Phoenix uses MapReduce to load large volumes of data

Source: Internet
Author: User

1. Description

In real-world scenarios there can be some format of more structured data files that need to be imported into Hbase,phoenix to provide two ways to load CSV formatted files in Phoenix's data sheet. One is the way to load small batches of data using a single-threaded psql tool, one that uses mapreduce jobs to handle large quantities of data.

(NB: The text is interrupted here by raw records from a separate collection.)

PR #45, opened 2023-09-04
Cross-contract call tracing

pmikolajczyk41:
We make use of the recent extension to pallet-contracts, which enables tracing cross-contract calls.

### DIFF
--- a/drink/src/lib.rs
+++ b/drink/src/lib.rs
@@ -17,6 +17,7 @@ pub use frame_support::{sp_runtime::AccountId32, weights::Weight};
 use frame_system::{EventRecord, GenesisConfig};
 
 use crate::pallet_contracts_debugging::DebugExt;
+use crate::runtime::pallet_contracts_debugging::NoopDebugExt;
 use crate::runtime::*;
 
 /// Main result type for the drink crate.
@@ -63,10 +64,12 @@ impl<R: Runtime> Sandbox<R> {
             .execute_with(|| R::initialize_block(1, Default::default()))
             .map_err(Error::BlockInitialize)?;
 
+        sandbox.override_debug_handle(DebugExt(Box::new(NoopDebugExt {})));
+
         Ok(sandbox)
     }
 
-    pub fn register_debug_handle(&mut self, d: DebugExt) {
+    pub fn override_debug_handle(&mut self, d: DebugExt) {
         self.externalities.register_extension(d);
     }
 }
--- a/drink/src/lib.rs
+++ b/drink/src/lib.rs
@@ -64,11 +64,16 @@ impl<R: Runtime> Sandbox<R> {
             .execute_with(|| R::initialize_block(1, Default::default()))
             .map_err(Error::BlockInitialize)?;
 
+        // We register a noop debug extension by default.
         sandbox.override_debug_handle(DebugExt(Box::new(NoopDebugExt {})));
 
         Ok(sandbox)
     }
 
+    /// Overrides the debug extension.
+    ///
+    /// By default, a new `Sandbox` instance is created with a noop debug extension. This method
+    /// allows to override it with a custom debug extension.
     pub fn override_debug_handle(&mut self, d: DebugExt) {
         self.externalities.register_extension(d);
     }
--- a/drink/src/lib.rs
+++ b/drink/src/lib.rs
@@ -16,6 +16,7 @@ use frame_support::{sp_io::TestExternalities, sp_runtime::BuildStorage};
 pub use frame_support::{sp_runtime::AccountId32, weights::Weight};
 use frame_system::{EventRecord, GenesisConfig};
 
+use crate::pallet_contracts_debugging::DebugExt;
 use crate::runtime::*;
 
 /// Main result type for the drink crate.
@@ -63,5 +64,9 @@ impl<R: Runtime> Sandbox<R> {
             .map_err(Error::BlockInitialize)?;
 
         Ok(sandbox)
+    }
+
+    pub fn register_debug_handle(&mut self, d: DebugExt) {
+        self.externalities.register_extension(d);
     }
 }
--- a/drink/src/runtime/minimal.rs
+++ b/drink/src/runtime/minimal.rs
@@ -1,22 +1,25 @@
 #![allow(missing_docs)] // `construct_macro` doesn't allow doc comments for the runtime type.
 
+use std::time::SystemTime;
+
 use frame_support::{
     parameter_types,
     sp_runtime::{
         testing::H256,
         traits::{BlakeTwo256, Convert, IdentityLookup},
-        AccountId32, BuildStorage,
+        AccountId32, BuildStorage, Storage,
     },
-    traits::{ConstBool, ConstU128, ConstU32, ConstU64, Currency, Randomness},
+    traits::{ConstBool, ConstU128, ConstU32, ConstU64, Currency, Hooks, Randomness},
     weights::Weight,
 };
-use pallet_contracts::{DefaultAddressGenerator, Frame, Schedule};
-
 // Re-export all pallets.
 pub use frame_system;
 pub use pallet_balances;
 pub use pallet_contracts;
+use pallet_contracts::{DefaultAddressGenerator, Frame, Schedule};
 pub use pallet_timestamp;
+
+use crate::{runtime::pallet_contracts_debugging::DrinkDebug, Runtime, DEFAULT_ACTOR};
 
 type Block = frame_system::mocking::MockBlock<MinimalRuntime>;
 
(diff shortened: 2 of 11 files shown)


drink/src/lib.rs
```diff
@@ -62,6 +64,17 @@ impl<R: Runtime> Sandbox<R> {
             .execute_with(|| R::initialize_block(1, Default::default()))
             .map_err(Error::BlockInitialize)?;
 
+        // We register a noop debug extension by default.
+        sandbox.override_debug_handle(DebugExt(Box::new(NoopDebugExt {})));
```
deuszx, line 68: What would happen if you didn't explicitly register a `noop` extension?

drink/src/runtime/minimal.rs
```diff
@@ -121,15 +124,9 @@ impl pallet_contracts::Config for MinimalRuntime {
     type MaxDebugBufferLen = ConstU32<{ 2 * 1024 * 1024 }>;
     type Migrations = ();
     type DefaultDepositLimit = DefaultDepositLimit;
-    type Debug = ();
+    type Debug = DrinkDebug;
```
deuszx, line 127: Should that become the default for `minimal` runtime? I'd expect that the default for it would be `()` (or `NoopDebugExt`).

drink/src/runtime/pallet_contracts_debugging.rs
```diff
@@ -0,0 +1,114 @@
...
+pub trait DebugExtT {
+    /// Called after a contract call is made.
+    fn after_call(
+        &self,
+        _contract_address: Vec<u8>,
+        _is_call: bool,
+        _input_data: Vec<u8>,
+        _result: Vec<u8>,
+    ) {
+    }
```
deuszx, line 44: No `before_call`?

examples/cross-contract-call-tracing/lib.rs
```diff
@@ -0,0 +1,173 @@
...
+
+    thread_local! {
+        static OUTER_ADDRESS:  RefCell<Option<AccountId32>> = RefCell::new(None);
+        static MIDDLE_ADDRESS:  RefCell<Option<AccountId32>> = RefCell::new(None);
+        static INNER_ADDRESS:  RefCell<Option<AccountId32>> = RefCell::new(None);
+    }
+
+    struct TestDebugger;
+    impl DebugExtT for TestDebugger {
+        fn after_call(
```
deuszx, line 102: I'd prefer to see a test where `DebugExtT::after_call` is used to extract some data from the `after_call` trace (and `before_call` as well) which is then used to make some assertions in the unit test itself. I think an example like that would be far more useful for future users of this tracing feature.

deuszx (commented):
Left a couple of comments. In general, code looks confusing (which in Substrate usually means _good_) but the example usage (test) is not very useful.

drink/src/runtime/pallet_contracts_debugging.rs
pmikolajczyk41: due to API change here https://github.com/paritytech/substrate/pull/14789 it was easier to skip `before_call` for now; I will add it as a follow up (to avoid increasing complexity of this PR)

drink/src/runtime/minimal.rs
pmikolajczyk41: since runtime cannot be generic or customizable, I had to push the 'defaultness' down to `NoopDebugExt`

in other words:
 - I want to have just one runtime type in drink (`MinimalRuntime`); not counting things like `AlephRuntime` or `SubstrateContractsNodeRuntime` which actaully are just reexports
 - I want to give users choice if they want noop or custom logic

thus I have to put here `DrinkDebug` and push potential customization to extensions that are accessed by `DrinkDebug`

drink/src/lib.rs
pmikolajczyk41: Then we would get `"Failed to find 'DebugExt' extension"` error with the first contract instantiation / call.

examples/cross-contract-call-tracing/lib.rs
pmikolajczyk41: this would require interpreting `Value`s from `input_data` :|

drink/src/lib.rs
deuszx: So registering extensions is in whose interest? Runtime provider?

pmikolajczyk41: When you create a `Sandbox` or `Session` there is already a noop extension registered. If you want your own, you just override it

DamianStraszak (approved):

examples/cross-contract-call-tracing/lib.rs
```diff
@@ -0,0 +1,173 @@
...
+    fn bytes() -> Vec<u8> {
+        let path = "target/ink/cross_contract_call_tracing.wasm";
+        fs::read(path).expect("Failed to find or read contract file")
+    }
+
+    fn ok(v: Value) -> Value {
+        Value::Tuple(Tuple::new(Some("Ok"), vec![v]))
+    }
+
+    thread_local! {
```
DamianStraszak, line 94: Can't we put these inside of `TestDebugger`?

examples/cross-contract-call-tracing/lib.rs
```diff
@@ -0,0 +1,173 @@
...
+        static OUTER_ADDRESS:  RefCell<Option<AccountId32>> = RefCell::new(None);
+        static MIDDLE_ADDRESS:  RefCell<Option<AccountId32>> = RefCell::new(None);
+        static INNER_ADDRESS:  RefCell<Option<AccountId32>> = RefCell::new(None);
```
DamianStraszak, line 97: Can't we put these 3 inside of `TestDebugger`?

DamianStraszak: Oh, I see, we can't because at the moment of creating it, they are not yet deployed?

pmikolajczyk41: yes, exactly; but we could put `TestDebugger` inside the testcase, but this makes things very opaque

drink/src/runtime/pallet_contracts_debugging.rs
```diff
@@ -0,0 +1,114 @@
...
+//! The interaction between end-user and runtime is as follows:
+//! 1. At some points during execution, the pallet invokes some callback through its configuration
+//! parameter `Debug`.
+//! 2. In order to forward the callback outside the runtime, `Debug` will call a runtime interface,
+//! that will then forward the call further to the proper runtime extension.
+//! 3. The runtime extension can be fully controlled by the end-user. It just has to be registered
+//! in the runtime.
+//!
+//! So, in brief: pallet-contracts -> runtime interface -> runtime extension
+//!              |<-----------runtime side-------------->|<---user side--->|
```
deuszx, line 15: Is runtime extension really on the "user" side? I guess it depends who the user here is - I'd say it's _drink!_ and not drink's user? Or more generally - user is where the set up of the runtime happens. Here that's drink!'s `Sandbox` and in normal chain that would be a node.

Is the above correct?

drink/src/runtime/pallet_contracts_debugging.rs
```diff
@@ -0,0 +1,114 @@
...
+//!
+//! # Passing objects between runtime and runtime extension
+//!
+//! Unfortunately, runtime interface that lies between runtime and the end-user accepts only
+//! very simlpe argument types and those that implement some specific traits. This means that
```
deuszx:
```suggestion
//! very simple argument types and those that implement some specific traits. This means that
```

drink/src/runtime/pallet_contracts_debugging.rs
```diff
@@ -0,0 +1,114 @@
...
+//! usually, complext objects will be passed in their encoded form (`Vec<u8>` obtained with scale
```
deuszx:
```suggestion
//! usually, complex objects will be passed in their encoded form (`Vec<u8>` obtained with scale
```

drink/src/runtime/minimal.rs
deuszx: Why keep the `NoopDebugExt` around then?

drink/src/runtime/pallet_contracts_debugging.rs
pmikolajczyk41: not necessary - any drink! user can provide their own extension that would express their own intention (and possible could even capture some local environment)

deuszx (approved):

drink/src/runtime/minimal.rs
deuszx: Explained off-gh.

drink/src/runtime/pallet_contracts_debugging.rs
pmikolajczyk41: meh, my IDE stopped spellchecking for some reason :| fixed

drink/src/runtime/pallet_contracts_debugging.rs
pmikolajczyk41: fixed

The first way is relatively simple here is not introduced, want to know can refer to the official documents.

Http://phoenix.apache.org/bulk_dataload.html

2. Create a table

Create a user table in the CLI interface of Phoenix.

table user (id varchar primary key,account varchar ,passwd varchar);
    • 1

3. Add test Data

Create the Data_import.txt in the "phoenix_home" directory, as follows:

001,google,am
002,baidu,bj
003,alibaba,hz

4. Execution of MapReduce

Perform Mr Jobs in the "Phoenix_home" directory (the use of commands is related to the version of PHOENIX).

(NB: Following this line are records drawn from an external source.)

PR #50, opened 2023-09-08
Stop returning `Value` from `Session`. Return good old scale encoded values

pmikolajczyk41:
`Value` is an awful thing to return. Hard to create, obscure, bleh. Go with encoded bytes.

### DIFF
--- a/drink/src/session.rs
+++ b/drink/src/session.rs
@@ -364,7 +364,7 @@ impl<R: Runtime> Session<R> {
         self.call_returns.last().cloned()
     }
 
-    /// Returns the last value (in the encoded form) returned from calling a contract.
+    /// Returns the last value (in the decoded form) returned from calling a contract.
     ///
     /// Returns `None` if there has been no call yet, or if decoding failed.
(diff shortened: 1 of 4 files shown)


drink/src/session.rs
```diff
@@ -336,11 +357,21 @@ impl<R: Runtime> Session<R> {
...
-    /// Returns the last value returned from calling a contract.
-    pub fn last_call_return(&self) -> Option<Value> {
+    /// Returns the last value (in the encoded form) returned from calling a contract.
+    ///
+    /// Returns `None` if there has been no call yet.
+    pub fn last_call_raw_return(&self) -> Option<Vec<u8>> {
         self.call_returns.last().cloned()
     }
 
+    /// Returns the last value (in the encoded form) returned from calling a contract.
```
piotrMocz: Shouldn’t the docstring say „decoded” here?

piotrMocz (approved):

drink/src/session.rs
pmikolajczyk41: fixed

PR #52, opened 2023-09-19
Allow endowing contract while deploying or calling

pmikolajczyk41:
Enrich session API with optional endowment argument. Additionally, we add to CI running checks on the recent example (for cross-contract call tracing).


piotrMocz (approved):
LGTM — the tests are failing because of the missing `endowment` argument to some of the `call` methods but that should be a trivial fix

PR #56, opened 2023-09-21
Automatic publishing

pmikolajczyk41:
We add CI workflow for automated publishing crates in the workspace. In PR, only dry run will be verified. On push to main, publish.

### DIFF
--- a/.github/workflows/publish.yml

$ hadoop_classpath=/usr/Local/cdh-5.2.0/hbase-0.98.6/lib/hbase-protocol-0.98.6-cdh5.2.0.jar:/usr/local/cdh-5.2.0/ Hbase-0.98.6/conf Hadoop jar Phoenix -4.2.2 -client.jar org.apache< Span class= "hljs-built_in" >.phoenix.mapreduce-t user -i file: ///usr/local/cdh-5.2.0/phoenix-4.2.2/data_import.txt-z 192.168.187.128,192.168.187.129,192.168.187.130:2181           
    • 1

The parameters mean the following table:

High-energy Warning: Hbase-protocol-0.98.6-cdh5.2.0.jar This jar package is related to the version of HBase, and if it is a different version of HBase, replace it yourself.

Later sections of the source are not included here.